## Exercise objective
Each line below that holds the word "packages" counts once. Say how many such lines there are, and no more.

Stored items:

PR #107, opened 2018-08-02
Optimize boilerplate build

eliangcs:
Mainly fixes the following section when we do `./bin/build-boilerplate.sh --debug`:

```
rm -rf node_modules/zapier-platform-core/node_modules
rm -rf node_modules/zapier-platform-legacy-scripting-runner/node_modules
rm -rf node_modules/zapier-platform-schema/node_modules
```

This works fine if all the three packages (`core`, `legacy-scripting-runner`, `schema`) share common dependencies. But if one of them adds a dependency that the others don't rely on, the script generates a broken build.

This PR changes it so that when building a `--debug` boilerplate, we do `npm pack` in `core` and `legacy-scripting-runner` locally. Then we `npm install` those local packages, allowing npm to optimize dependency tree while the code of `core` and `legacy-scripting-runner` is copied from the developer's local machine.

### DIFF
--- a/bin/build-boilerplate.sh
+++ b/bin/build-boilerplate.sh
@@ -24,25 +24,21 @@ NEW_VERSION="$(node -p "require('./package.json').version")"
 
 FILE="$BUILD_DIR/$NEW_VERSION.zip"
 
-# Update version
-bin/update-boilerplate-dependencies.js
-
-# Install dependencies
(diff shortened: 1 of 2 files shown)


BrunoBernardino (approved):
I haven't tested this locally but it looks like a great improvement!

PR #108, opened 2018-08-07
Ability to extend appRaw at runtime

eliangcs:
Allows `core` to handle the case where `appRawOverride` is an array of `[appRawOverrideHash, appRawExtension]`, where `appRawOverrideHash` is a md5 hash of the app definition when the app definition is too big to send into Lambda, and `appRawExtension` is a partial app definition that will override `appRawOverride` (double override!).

## Solution for this task
2